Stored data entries
********

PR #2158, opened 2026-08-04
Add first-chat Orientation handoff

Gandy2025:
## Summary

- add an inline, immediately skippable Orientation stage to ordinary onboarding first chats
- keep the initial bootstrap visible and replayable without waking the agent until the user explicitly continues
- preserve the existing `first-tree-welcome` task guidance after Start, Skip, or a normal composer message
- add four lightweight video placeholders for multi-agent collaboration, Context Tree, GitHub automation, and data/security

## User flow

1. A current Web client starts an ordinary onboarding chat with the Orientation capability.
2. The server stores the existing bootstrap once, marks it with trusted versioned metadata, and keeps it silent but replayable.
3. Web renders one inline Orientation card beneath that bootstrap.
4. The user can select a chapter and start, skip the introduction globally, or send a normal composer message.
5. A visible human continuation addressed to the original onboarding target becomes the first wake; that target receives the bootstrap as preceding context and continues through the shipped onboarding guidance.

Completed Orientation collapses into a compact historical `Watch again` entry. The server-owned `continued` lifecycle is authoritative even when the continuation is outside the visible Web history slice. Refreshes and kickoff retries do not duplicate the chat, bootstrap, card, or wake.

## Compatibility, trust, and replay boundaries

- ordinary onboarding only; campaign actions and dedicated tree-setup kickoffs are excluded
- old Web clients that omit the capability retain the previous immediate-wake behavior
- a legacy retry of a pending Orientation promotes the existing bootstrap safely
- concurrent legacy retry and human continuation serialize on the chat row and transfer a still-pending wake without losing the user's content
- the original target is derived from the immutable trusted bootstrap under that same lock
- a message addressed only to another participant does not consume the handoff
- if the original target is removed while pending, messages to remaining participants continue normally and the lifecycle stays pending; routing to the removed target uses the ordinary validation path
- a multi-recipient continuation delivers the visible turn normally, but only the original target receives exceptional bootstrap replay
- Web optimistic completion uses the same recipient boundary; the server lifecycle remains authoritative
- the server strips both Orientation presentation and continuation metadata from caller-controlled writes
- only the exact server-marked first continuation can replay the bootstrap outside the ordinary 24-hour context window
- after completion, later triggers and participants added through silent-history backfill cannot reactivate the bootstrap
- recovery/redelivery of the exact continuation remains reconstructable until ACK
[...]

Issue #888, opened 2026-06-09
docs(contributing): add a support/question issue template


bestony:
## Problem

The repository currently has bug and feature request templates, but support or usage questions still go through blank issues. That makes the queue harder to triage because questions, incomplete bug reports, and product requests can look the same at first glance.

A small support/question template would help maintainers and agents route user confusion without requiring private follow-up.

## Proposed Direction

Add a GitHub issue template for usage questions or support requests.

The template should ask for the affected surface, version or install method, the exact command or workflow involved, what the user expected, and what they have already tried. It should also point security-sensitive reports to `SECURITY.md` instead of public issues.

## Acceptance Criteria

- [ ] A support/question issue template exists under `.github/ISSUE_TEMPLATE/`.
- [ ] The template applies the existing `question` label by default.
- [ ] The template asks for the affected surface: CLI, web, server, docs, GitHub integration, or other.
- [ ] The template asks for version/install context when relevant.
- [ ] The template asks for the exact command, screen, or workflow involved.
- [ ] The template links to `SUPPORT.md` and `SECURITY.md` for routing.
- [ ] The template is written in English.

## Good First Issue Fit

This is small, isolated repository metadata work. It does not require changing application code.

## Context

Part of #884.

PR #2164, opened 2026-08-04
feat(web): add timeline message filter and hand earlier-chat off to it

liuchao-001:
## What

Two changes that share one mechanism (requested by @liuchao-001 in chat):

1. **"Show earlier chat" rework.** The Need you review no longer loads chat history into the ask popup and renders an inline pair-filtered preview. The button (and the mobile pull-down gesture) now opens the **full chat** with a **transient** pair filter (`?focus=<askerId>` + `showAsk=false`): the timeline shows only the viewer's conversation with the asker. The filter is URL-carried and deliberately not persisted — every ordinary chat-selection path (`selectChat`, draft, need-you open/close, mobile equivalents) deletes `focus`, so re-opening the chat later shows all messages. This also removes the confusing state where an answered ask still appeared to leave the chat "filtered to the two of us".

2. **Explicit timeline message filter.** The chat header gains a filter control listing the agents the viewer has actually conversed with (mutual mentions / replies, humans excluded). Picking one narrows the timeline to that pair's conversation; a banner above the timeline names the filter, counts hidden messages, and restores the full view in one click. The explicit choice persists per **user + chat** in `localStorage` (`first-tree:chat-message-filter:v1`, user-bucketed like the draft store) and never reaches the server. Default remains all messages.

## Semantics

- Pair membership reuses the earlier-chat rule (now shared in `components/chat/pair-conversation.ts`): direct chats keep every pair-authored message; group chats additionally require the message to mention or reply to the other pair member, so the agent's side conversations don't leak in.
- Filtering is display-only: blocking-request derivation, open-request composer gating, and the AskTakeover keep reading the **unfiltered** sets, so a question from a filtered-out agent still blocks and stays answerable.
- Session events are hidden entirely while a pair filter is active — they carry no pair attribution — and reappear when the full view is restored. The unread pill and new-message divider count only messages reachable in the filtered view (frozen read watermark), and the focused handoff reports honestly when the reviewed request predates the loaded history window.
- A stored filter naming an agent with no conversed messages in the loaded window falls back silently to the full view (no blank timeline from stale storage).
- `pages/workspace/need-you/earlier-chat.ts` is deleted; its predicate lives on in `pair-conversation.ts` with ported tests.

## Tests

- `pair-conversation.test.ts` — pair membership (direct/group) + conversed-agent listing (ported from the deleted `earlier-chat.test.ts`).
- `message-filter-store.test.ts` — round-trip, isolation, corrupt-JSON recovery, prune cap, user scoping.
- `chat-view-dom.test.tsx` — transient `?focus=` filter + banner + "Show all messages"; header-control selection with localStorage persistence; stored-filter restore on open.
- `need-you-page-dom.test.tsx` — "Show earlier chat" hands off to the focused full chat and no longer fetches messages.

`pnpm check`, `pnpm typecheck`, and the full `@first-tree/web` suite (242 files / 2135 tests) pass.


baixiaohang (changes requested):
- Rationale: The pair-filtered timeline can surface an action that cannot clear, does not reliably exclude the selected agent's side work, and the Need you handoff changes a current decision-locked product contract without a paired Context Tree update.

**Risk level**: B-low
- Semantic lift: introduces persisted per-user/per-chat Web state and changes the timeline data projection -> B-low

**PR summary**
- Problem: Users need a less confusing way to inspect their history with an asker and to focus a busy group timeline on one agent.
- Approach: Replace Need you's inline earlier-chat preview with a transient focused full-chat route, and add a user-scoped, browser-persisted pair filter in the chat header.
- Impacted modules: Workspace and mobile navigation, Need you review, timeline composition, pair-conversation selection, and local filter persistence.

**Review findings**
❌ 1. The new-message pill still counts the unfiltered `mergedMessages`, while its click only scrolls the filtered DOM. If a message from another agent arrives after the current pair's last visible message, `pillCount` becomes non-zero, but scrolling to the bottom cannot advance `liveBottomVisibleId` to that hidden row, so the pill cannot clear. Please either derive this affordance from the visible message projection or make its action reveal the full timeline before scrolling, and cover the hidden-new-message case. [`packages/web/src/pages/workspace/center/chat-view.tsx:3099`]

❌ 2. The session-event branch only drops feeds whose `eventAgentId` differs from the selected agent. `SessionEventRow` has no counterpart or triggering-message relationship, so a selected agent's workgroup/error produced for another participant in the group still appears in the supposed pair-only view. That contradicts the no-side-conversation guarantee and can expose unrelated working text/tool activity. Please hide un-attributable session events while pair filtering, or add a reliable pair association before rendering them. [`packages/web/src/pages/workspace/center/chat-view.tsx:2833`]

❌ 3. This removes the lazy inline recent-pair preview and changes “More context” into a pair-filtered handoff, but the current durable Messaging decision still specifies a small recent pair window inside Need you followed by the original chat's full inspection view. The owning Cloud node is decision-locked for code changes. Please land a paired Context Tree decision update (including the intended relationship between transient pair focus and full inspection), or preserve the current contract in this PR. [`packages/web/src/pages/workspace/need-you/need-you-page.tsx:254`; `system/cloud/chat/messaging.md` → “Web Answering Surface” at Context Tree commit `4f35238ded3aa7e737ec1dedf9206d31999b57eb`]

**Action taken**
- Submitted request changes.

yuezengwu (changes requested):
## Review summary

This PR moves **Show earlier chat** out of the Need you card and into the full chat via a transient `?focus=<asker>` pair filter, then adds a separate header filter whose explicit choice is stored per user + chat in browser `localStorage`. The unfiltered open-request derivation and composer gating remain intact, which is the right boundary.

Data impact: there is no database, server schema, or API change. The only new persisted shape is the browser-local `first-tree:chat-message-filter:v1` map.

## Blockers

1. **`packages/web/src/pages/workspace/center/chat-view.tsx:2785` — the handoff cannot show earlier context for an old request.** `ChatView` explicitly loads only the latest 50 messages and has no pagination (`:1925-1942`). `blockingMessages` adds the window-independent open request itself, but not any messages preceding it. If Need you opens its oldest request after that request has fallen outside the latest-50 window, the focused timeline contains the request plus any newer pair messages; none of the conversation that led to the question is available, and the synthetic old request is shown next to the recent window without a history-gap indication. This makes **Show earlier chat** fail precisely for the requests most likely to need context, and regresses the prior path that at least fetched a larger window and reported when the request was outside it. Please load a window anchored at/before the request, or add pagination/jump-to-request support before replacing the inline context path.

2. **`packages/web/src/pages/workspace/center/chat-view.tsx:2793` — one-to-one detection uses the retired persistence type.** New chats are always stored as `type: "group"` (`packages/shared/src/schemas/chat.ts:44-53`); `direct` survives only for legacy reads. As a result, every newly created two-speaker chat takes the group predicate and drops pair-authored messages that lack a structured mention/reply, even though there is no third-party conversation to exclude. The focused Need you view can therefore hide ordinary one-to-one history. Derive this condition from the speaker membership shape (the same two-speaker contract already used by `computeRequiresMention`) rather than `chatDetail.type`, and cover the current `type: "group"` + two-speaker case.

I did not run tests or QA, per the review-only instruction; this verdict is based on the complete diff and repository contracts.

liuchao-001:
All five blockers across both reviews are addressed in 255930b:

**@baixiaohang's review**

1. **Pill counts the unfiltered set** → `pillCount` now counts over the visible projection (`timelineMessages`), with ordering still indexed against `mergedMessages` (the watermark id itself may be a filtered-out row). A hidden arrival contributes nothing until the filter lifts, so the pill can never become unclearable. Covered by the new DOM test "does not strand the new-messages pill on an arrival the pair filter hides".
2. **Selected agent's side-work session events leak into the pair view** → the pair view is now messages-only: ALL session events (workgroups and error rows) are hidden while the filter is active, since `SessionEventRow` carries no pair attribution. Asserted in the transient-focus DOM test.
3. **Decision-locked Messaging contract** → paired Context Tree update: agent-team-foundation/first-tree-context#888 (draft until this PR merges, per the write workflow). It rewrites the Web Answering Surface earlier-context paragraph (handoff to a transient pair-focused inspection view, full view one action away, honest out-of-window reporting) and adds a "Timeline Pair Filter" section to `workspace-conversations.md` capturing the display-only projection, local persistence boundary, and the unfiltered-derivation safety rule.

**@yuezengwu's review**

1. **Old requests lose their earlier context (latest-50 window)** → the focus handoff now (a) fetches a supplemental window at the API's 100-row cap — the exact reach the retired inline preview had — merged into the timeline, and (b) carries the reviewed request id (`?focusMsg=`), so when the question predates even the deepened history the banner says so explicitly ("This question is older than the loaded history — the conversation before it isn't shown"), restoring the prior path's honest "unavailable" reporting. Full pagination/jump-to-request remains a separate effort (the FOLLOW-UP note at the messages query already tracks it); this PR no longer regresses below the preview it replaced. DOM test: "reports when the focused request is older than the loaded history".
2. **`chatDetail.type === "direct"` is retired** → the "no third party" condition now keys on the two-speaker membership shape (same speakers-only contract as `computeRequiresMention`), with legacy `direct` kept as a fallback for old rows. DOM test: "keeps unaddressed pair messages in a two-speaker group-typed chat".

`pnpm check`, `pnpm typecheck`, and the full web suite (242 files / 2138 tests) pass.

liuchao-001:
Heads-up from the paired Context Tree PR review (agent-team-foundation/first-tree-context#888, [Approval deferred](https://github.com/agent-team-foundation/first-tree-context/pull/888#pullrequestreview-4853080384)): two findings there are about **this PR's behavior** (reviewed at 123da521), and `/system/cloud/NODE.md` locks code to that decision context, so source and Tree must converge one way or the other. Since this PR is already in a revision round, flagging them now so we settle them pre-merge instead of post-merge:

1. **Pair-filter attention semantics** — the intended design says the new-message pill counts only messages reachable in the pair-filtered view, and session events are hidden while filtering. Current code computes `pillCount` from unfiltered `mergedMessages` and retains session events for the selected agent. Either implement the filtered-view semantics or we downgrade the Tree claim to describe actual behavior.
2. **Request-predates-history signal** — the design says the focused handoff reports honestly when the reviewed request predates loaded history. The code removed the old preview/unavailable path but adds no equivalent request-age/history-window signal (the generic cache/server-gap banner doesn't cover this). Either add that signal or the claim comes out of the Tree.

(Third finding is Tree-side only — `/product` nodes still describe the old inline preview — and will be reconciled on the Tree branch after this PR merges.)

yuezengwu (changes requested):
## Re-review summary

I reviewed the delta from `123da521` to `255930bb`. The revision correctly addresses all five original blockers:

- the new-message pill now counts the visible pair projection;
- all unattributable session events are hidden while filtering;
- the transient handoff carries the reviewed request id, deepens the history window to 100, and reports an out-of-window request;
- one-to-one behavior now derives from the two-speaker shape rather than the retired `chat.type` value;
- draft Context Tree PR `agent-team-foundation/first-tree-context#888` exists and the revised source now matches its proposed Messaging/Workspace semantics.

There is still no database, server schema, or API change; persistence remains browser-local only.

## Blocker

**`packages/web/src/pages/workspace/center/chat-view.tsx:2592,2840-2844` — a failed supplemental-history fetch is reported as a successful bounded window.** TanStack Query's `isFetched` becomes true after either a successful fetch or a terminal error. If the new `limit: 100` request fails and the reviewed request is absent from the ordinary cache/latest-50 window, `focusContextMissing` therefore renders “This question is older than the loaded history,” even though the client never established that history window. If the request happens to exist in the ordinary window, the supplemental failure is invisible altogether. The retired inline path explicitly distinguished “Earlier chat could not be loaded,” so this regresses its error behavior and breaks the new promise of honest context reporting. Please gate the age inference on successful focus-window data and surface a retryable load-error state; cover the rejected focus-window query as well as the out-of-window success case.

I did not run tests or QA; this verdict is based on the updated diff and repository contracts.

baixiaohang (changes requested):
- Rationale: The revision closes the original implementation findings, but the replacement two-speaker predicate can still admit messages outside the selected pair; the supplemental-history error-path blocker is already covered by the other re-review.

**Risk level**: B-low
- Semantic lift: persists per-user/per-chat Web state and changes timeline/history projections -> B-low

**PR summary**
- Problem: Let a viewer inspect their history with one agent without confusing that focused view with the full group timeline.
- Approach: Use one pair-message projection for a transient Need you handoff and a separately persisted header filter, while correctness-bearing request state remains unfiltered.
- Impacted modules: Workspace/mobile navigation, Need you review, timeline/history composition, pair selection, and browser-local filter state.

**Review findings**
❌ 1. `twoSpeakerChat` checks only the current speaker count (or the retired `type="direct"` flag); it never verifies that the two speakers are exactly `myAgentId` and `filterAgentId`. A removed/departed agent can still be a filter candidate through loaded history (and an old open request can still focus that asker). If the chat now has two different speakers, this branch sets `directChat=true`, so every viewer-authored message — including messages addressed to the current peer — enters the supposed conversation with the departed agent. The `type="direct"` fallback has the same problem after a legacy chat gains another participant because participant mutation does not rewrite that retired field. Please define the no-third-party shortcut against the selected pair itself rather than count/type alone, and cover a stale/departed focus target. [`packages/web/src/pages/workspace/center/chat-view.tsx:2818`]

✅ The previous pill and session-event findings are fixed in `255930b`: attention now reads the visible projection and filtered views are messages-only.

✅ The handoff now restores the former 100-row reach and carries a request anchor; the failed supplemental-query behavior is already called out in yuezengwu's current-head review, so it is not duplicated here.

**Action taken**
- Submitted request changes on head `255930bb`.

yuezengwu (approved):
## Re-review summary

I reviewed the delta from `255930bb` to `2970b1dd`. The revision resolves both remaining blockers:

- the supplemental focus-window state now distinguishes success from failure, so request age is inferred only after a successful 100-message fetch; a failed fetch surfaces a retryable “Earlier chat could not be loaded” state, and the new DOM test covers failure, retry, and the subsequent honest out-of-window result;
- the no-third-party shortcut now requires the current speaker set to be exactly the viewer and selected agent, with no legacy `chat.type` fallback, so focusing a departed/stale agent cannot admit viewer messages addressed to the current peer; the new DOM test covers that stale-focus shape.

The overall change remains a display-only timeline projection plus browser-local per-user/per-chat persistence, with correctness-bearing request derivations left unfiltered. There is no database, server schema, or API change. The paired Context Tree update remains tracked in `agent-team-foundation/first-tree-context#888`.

********

WHAT YOU HAVE TO DO
Please go through the entries and show every line with the word "previous".

YOUR SOLUTION
- old Web clients that omit the capability retain the previous immediate-wake behavior
✅ The previous pill and session-event findings are fixed in `255930b`: attention now reads the visible projection and filtered views are messages-only.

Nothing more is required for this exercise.